* [Your instructions]: The answer must consist of every line below that contains the word "backends".

Start of Data extracts

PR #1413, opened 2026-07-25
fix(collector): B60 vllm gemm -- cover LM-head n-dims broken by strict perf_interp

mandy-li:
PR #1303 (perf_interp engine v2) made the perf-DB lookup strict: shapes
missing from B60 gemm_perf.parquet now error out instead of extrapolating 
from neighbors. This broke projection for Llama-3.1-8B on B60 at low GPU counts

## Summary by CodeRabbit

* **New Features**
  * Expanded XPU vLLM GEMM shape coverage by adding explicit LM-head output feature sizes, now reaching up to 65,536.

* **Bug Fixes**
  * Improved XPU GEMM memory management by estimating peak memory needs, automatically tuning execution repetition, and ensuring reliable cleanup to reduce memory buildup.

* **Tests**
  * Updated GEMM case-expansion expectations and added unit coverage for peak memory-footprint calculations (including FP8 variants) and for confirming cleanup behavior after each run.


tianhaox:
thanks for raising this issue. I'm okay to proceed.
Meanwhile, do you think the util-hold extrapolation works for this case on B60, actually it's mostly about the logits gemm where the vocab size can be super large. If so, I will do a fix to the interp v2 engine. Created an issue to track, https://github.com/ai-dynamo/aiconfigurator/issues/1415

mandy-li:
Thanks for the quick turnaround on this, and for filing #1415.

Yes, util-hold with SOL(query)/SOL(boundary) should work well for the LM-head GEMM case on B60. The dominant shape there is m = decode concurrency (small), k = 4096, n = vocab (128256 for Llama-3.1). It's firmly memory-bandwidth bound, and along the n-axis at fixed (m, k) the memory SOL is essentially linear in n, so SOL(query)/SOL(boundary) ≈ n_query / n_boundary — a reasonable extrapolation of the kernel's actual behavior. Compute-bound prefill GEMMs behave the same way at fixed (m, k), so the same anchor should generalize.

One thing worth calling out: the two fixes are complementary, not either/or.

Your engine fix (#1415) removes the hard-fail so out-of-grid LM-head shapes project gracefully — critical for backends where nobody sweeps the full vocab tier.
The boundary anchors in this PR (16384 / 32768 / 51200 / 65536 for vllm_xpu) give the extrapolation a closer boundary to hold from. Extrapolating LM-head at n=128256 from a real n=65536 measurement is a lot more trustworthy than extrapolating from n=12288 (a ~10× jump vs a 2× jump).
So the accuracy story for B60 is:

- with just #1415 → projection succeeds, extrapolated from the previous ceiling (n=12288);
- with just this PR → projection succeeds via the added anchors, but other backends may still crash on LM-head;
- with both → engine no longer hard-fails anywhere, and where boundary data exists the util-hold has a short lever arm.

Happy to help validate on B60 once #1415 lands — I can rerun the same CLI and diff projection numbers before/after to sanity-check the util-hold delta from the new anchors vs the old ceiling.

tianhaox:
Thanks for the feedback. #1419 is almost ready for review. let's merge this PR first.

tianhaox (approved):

End of Data extracts

* [Result below]:
Your engine fix (#1415) removes the hard-fail so out-of-grid LM-head shapes project gracefully — critical for backends where nobody sweeps the full vocab tier.
- with just this PR → projection succeeds via the added anchors, but other backends may still crash on LM-head;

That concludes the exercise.